Note the Fourier series coefficient $c_n$ in formulas (1) and (2) above can be evaluated as
$$c_n=\frac{1}{P}\, C_P\left(\frac{n}{P}\right)\tag{7}$$
where
$$C_P(\omega)=\int\limits_{-\frac{P}{2}}^{\frac{P}{2}} f(x) \, e^{-i 2 \pi \omega x} \, dx\tag{8}$$
is a Fourier transform with a truncated integration range and note that
$$F(\omega)=\lim\limits_{P->\infty} C_P(\omega)\tag{9}$$
Note the functions $F(\omega)$ and $C_P(\omega)$ are both continuous, but since $F(\omega)$ is only evaluated at rational values of $\omega$ in formula (5) above its only necessary to account for a countably infinite number of frequencies to recover the function $f(x)$ from the "nested" Fourier series in formula (5) above as well as the Fourier series in formula (1) above.
It seems to me that saying $F(\omega)$ represents the frequency content of $f(x)$ is analogous to saying that $C_P(\omega)$ represents the frequency content of $f(x)$, but note there are an uncountably infinite number of values of $\omega$ for which $C_P(\omega)\ne 0$ which are not accounted for in the Fourier series for $f(x)$, and likewise there are an uncountably infinite number of values of $\omega$ for which $F(\omega)\ne 0$ which are not accounted for in the "nested" Fourier series for $f(x)$. So perhaps its more correct to say $F(\omega)$ contains the frequency content of $f(x)$ in the same sense that $C_P(\omega)$ contains the frequency content of $f(x)$.
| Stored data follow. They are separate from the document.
PR #101, opened 2016-12-05
Allow users to save charts as a PNG file or in a python variable

parthea:
Closes googledatalab/datalab#783

When using the `%%chart` magic command, allow users to export the chart image as either PNG or in a python variable as a base64 encoded string.

To save the chart as a PNG file, use the following sample code:

```
data = [
        {'date': '2016/01/01', 'count': 10}, 
        {'date': '2016/01/02', 'count': 35}, 
        {'date': '2016/01/03', 'count': 25} 
       ]
%chart pie -d data --output my_cool_chart.png
```

Alternatively, specify the name of a python variable where the chart data will be exported in base64 encoded string format.

```
data = [
        {'date': '2016/01/01', 'count': 10}, 
        {'date': '2016/01/02', 'count': 35}, 
        {'date': '2016/01/03', 'count': 25} 
       ]
%chart pie -d data --output my_cool_chart
```

Followed by:
```
from IPython.display import Image
Image(my_cool_chart) 
```

screenshot from 2016-12-04 23-01-22

### DIFF
--- a/datalab/bigquery/commands/_bigquery.py
+++ b/datalab/bigquery/commands/_bigquery.py
@@ -946,7 +946,8 @@ def _table_viewer(table, rows_per_page=25, fields=None):
             }},
             {{source_index: {source_index}, fields: '{fields}'}},
             0,
-            {total_rows});
+            {total_rows},
+            '');
         }}
       );
     </script>
--- a/datalab/notebook/static/charting.ts
+++ b/datalab/notebook/static/charting.ts
@@ -409,6 +409,7 @@ module Charting {
     hasIPython:boolean;
     cellElement:HTMLElement;
     totalRows:number;
+    outputLocation:string;
 
     constructor(protected driver:ChartLibraryDriver,
                 protected dom:Element,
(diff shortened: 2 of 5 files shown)


qimingj:
Anthonios, thanks for another contribution!

With this change, is it possible that opening a notebook (with the cell executed and output available) will invoke an image saving operation, even without user executing the cell again? The saving operation is triggered from client side script as an kernel call, so when the kernel is connected it is possible that refreshing the page may trigger it unexpectedly.

parthea:
> With this change, is it possible that opening a notebook (with the cell executed and output available) will invoke an image saving operation, even without user executing the cell again?

Yes, I agree this is an issue. I'm going to spend more time on this PR this evening to try and find a solution. If you have any suggestions on potential solutions for this issue, please don't hesitate to share any ideas! It would be really helpful. 

Also, after testing the code again this morning, I found that the 'export to Python variable' functionality only works if you run cells individually. I found that the export to variable function is not needed. I'm going to change this PR to only export the chart as a PNG file .

qimingj:
Is it possible to generate the chart image at kernel so we don't have to send the image bytes from client, which also fixes the issue?

parthea:
Thanks for the suggestion! I'm going to investigate this option. This PR should re-open again when I push a new version.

Fourier series can be used to approximate periodic functions, but the "nested" Fourier series representation is not applicable to periodic functions since the the Fourier transform of a periodic function doesn't converge in the usual sense. Fourier series can be used to approximate a function over some interval of $x$, whereas the "nested" Fourier series can be used to recover a function for $x\in\mathbb{R}$ when the Fourier inversion theorem is applicable (and even for $x\in\mathbb{C}$ when $f(x)$ is holomorphic).